Task objective :: The full listing, from first line to last, should be set down again exactly.

Input data ::
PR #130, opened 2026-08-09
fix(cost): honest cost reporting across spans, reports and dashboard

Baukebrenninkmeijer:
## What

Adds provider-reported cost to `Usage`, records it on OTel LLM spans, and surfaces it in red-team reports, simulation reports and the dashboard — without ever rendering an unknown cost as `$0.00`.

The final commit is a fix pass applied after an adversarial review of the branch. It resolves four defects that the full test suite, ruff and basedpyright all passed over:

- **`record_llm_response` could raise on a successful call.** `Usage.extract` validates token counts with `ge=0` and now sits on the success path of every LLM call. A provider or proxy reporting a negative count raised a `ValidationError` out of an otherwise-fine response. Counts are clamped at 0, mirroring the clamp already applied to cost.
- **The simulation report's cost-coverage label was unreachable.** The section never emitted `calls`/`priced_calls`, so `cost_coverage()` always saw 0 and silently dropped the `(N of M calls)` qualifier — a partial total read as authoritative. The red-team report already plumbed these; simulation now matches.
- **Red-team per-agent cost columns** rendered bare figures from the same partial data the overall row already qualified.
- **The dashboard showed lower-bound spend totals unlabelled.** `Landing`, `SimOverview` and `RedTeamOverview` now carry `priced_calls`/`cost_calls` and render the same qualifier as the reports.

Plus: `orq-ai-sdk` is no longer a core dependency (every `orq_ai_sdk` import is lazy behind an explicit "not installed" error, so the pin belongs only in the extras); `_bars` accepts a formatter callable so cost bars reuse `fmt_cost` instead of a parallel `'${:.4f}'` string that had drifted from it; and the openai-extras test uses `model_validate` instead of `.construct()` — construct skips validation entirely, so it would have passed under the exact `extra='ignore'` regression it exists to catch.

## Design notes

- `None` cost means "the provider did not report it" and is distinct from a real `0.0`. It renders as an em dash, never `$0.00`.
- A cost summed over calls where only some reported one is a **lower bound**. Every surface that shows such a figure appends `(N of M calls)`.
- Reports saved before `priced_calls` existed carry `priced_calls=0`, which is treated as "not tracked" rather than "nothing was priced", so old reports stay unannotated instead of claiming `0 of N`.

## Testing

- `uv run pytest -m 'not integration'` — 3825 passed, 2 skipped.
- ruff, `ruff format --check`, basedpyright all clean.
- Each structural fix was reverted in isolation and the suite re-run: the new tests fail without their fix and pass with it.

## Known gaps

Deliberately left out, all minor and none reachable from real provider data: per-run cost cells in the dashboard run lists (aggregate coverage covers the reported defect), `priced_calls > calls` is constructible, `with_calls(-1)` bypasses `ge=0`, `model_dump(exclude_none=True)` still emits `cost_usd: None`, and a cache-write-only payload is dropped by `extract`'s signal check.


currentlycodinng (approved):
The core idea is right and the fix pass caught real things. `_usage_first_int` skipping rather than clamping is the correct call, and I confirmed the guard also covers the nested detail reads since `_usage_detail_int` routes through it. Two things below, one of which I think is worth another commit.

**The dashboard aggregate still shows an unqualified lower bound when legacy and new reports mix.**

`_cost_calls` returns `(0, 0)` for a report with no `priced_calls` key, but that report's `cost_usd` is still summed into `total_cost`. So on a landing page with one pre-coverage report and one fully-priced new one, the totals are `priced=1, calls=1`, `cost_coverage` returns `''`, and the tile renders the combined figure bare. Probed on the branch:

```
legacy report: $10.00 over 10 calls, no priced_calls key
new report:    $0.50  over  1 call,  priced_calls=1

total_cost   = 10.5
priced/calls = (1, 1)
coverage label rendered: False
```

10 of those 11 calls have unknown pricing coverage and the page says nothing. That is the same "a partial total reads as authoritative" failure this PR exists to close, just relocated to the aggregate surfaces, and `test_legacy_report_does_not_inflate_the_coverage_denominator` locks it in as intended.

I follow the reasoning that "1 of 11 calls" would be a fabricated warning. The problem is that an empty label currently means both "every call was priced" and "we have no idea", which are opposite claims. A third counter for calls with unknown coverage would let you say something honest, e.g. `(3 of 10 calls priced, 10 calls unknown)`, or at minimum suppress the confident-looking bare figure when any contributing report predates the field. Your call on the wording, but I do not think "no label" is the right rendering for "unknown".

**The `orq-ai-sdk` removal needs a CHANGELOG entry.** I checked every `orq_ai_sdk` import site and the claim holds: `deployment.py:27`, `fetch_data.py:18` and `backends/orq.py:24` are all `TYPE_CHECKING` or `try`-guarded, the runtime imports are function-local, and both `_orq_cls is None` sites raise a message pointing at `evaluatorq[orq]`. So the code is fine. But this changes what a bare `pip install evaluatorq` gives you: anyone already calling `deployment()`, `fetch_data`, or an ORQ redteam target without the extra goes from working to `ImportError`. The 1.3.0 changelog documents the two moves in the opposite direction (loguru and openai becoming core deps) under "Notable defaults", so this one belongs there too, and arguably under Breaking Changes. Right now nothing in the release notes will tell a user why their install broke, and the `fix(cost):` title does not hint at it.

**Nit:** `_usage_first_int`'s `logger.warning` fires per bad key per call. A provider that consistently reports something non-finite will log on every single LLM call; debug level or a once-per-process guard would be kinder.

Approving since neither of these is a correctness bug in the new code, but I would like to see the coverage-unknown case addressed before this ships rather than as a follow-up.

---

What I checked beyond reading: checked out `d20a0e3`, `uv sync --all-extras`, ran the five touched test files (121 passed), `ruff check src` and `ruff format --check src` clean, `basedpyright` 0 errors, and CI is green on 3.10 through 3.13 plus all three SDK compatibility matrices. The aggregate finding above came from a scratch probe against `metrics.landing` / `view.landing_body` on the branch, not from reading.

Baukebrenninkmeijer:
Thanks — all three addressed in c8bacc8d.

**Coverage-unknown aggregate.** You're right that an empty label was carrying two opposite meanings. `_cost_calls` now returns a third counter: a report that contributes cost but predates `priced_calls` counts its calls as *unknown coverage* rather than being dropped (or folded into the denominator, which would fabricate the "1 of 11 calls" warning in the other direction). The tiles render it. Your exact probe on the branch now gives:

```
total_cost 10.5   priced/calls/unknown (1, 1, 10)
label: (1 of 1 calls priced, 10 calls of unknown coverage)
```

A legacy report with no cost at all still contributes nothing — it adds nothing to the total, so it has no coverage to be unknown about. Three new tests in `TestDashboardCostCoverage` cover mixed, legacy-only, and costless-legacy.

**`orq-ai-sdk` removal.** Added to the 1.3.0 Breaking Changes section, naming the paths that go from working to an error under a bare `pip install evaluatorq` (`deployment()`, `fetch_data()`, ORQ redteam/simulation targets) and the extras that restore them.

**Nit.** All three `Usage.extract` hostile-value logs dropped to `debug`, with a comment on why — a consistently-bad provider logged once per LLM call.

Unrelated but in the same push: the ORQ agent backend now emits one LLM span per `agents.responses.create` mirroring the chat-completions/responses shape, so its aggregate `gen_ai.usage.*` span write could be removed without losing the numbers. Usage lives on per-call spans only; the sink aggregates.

Response area ::
PR #130, opened 2026-08-09
fix(cost): honest cost reporting across spans, reports and dashboard

Baukebrenninkmeijer:
## What

Adds provider-reported cost to `Usage`, records it on OTel LLM spans, and surfaces it in red-team reports, simulation reports and the dashboard — without ever rendering an unknown cost as `$0.00`.

The final commit is a fix pass applied after an adversarial review of the branch. It resolves four defects that the full test suite, ruff and basedpyright all passed over:

- **`record_llm_response` could raise on a successful call.** `Usage.extract` validates token counts with `ge=0` and now sits on the success path of every LLM call. A provider or proxy reporting a negative count raised a `ValidationError` out of an otherwise-fine response. Counts are clamped at 0, mirroring the clamp already applied to cost.
- **The simulation report's cost-coverage label was unreachable.** The section never emitted `calls`/`priced_calls`, so `cost_coverage()` always saw 0 and silently dropped the `(N of M calls)` qualifier — a partial total read as authoritative. The red-team report already plumbed these; simulation now matches.
- **Red-team per-agent cost columns** rendered bare figures from the same partial data the overall row already qualified.
- **The dashboard showed lower-bound spend totals unlabelled.** `Landing`, `SimOverview` and `RedTeamOverview` now carry `priced_calls`/`cost_calls` and render the same qualifier as the reports.

Plus: `orq-ai-sdk` is no longer a core dependency (every `orq_ai_sdk` import is lazy behind an explicit "not installed" error, so the pin belongs only in the extras); `_bars` accepts a formatter callable so cost bars reuse `fmt_cost` instead of a parallel `'${:.4f}'` string that had drifted from it; and the openai-extras test uses `model_validate` instead of `.construct()` — construct skips validation entirely, so it would have passed under the exact `extra='ignore'` regression it exists to catch.

## Design notes

- `None` cost means "the provider did not report it" and is distinct from a real `0.0`. It renders as an em dash, never `$0.00`.
- A cost summed over calls where only some reported one is a **lower bound**. Every surface that shows such a figure appends `(N of M calls)`.
- Reports saved before `priced_calls` existed carry `priced_calls=0`, which is treated as "not tracked" rather than "nothing was priced", so old reports stay unannotated instead of claiming `0 of N`.

## Testing

- `uv run pytest -m 'not integration'` — 3825 passed, 2 skipped.
- ruff, `ruff format --check`, basedpyright all clean.
- Each structural fix was reverted in isolation and the suite re-run: the new tests fail without their fix and pass with it.

## Known gaps

Deliberately left out, all minor and none reachable from real provider data: per-run cost cells in the dashboard run lists (aggregate coverage covers the reported defect), `priced_calls > calls` is constructible, `with_calls(-1)` bypasses `ge=0`, `model_dump(exclude_none=True)` still emits `cost_usd: None`, and a cache-write-only payload is dropped by `extract`'s signal check.


currentlycodinng (approved):
The core idea is right and the fix pass caught real things. `_usage_first_int` skipping rather than clamping is the correct call, and I confirmed the guard also covers the nested detail reads since `_usage_detail_int` routes through it. Two things below, one of which I think is worth another commit.

**The dashboard aggregate still shows an unqualified lower bound when legacy and new reports mix.**

`_cost_calls` returns `(0, 0)` for a report with no `priced_calls` key, but that report's `cost_usd` is still summed into `total_cost`. So on a landing page with one pre-coverage report and one fully-priced new one, the totals are `priced=1, calls=1`, `cost_coverage` returns `''`, and the tile renders the combined figure bare. Probed on the branch:

```
legacy report: $10.00 over 10 calls, no priced_calls key
new report:    $0.50  over  1 call,  priced_calls=1

total_cost   = 10.5
priced/calls = (1, 1)
coverage label rendered: False
```

10 of those 11 calls have unknown pricing coverage and the page says nothing. That is the same "a partial total reads as authoritative" failure this PR exists to close, just relocated to the aggregate surfaces, and `test_legacy_report_does_not_inflate_the_coverage_denominator` locks it in as intended.

I follow the reasoning that "1 of 11 calls" would be a fabricated warning. The problem is that an empty label currently means both "every call was priced" and "we have no idea", which are opposite claims. A third counter for calls with unknown coverage would let you say something honest, e.g. `(3 of 10 calls priced, 10 calls unknown)`, or at minimum suppress the confident-looking bare figure when any contributing report predates the field. Your call on the wording, but I do not think "no label" is the right rendering for "unknown".

**The `orq-ai-sdk` removal needs a CHANGELOG entry.** I checked every `orq_ai_sdk` import site and the claim holds: `deployment.py:27`, `fetch_data.py:18` and `backends/orq.py:24` are all `TYPE_CHECKING` or `try`-guarded, the runtime imports are function-local, and both `_orq_cls is None` sites raise a message pointing at `evaluatorq[orq]`. So the code is fine. But this changes what a bare `pip install evaluatorq` gives you: anyone already calling `deployment()`, `fetch_data`, or an ORQ redteam target without the extra goes from working to `ImportError`. The 1.3.0 changelog documents the two moves in the opposite direction (loguru and openai becoming core deps) under "Notable defaults", so this one belongs there too, and arguably under Breaking Changes. Right now nothing in the release notes will tell a user why their install broke, and the `fix(cost):` title does not hint at it.

**Nit:** `_usage_first_int`'s `logger.warning` fires per bad key per call. A provider that consistently reports something non-finite will log on every single LLM call; debug level or a once-per-process guard would be kinder.

Approving since neither of these is a correctness bug in the new code, but I would like to see the coverage-unknown case addressed before this ships rather than as a follow-up.

---

What I checked beyond reading: checked out `d20a0e3`, `uv sync --all-extras`, ran the five touched test files (121 passed), `ruff check src` and `ruff format --check src` clean, `basedpyright` 0 errors, and CI is green on 3.10 through 3.13 plus all three SDK compatibility matrices. The aggregate finding above came from a scratch probe against `metrics.landing` / `view.landing_body` on the branch, not from reading.

Baukebrenninkmeijer:
Thanks — all three addressed in c8bacc8d.

**Coverage-unknown aggregate.** You're right that an empty label was carrying two opposite meanings. `_cost_calls` now returns a third counter: a report that contributes cost but predates `priced_calls` counts its calls as *unknown coverage* rather than being dropped (or folded into the denominator, which would fabricate the "1 of 11 calls" warning in the other direction). The tiles render it. Your exact probe on the branch now gives:

```
total_cost 10.5   priced/calls/unknown (1, 1, 10)
label: (1 of 1 calls priced, 10 calls of unknown coverage)
```

A legacy report with no cost at all still contributes nothing — it adds nothing to the total, so it has no coverage to be unknown about. Three new tests in `TestDashboardCostCoverage` cover mixed, legacy-only, and costless-legacy.

**`orq-ai-sdk` removal.** Added to the 1.3.0 Breaking Changes section, naming the paths that go from working to an error under a bare `pip install evaluatorq` (`deployment()`, `fetch_data()`, ORQ redteam/simulation targets) and the extras that restore them.

**Nit.** All three `Usage.extract` hostile-value logs dropped to `debug`, with a comment on why — a consistently-bad provider logged once per LLM call.

Unrelated but in the same push: the ORQ agent backend now emits one LLM span per `agents.responses.create` mirroring the chat-completions/responses shape, so its aggregate `gen_ai.usage.*` span write could be removed without losing the numbers. Usage lives on per-call spans only; the sink aggregates.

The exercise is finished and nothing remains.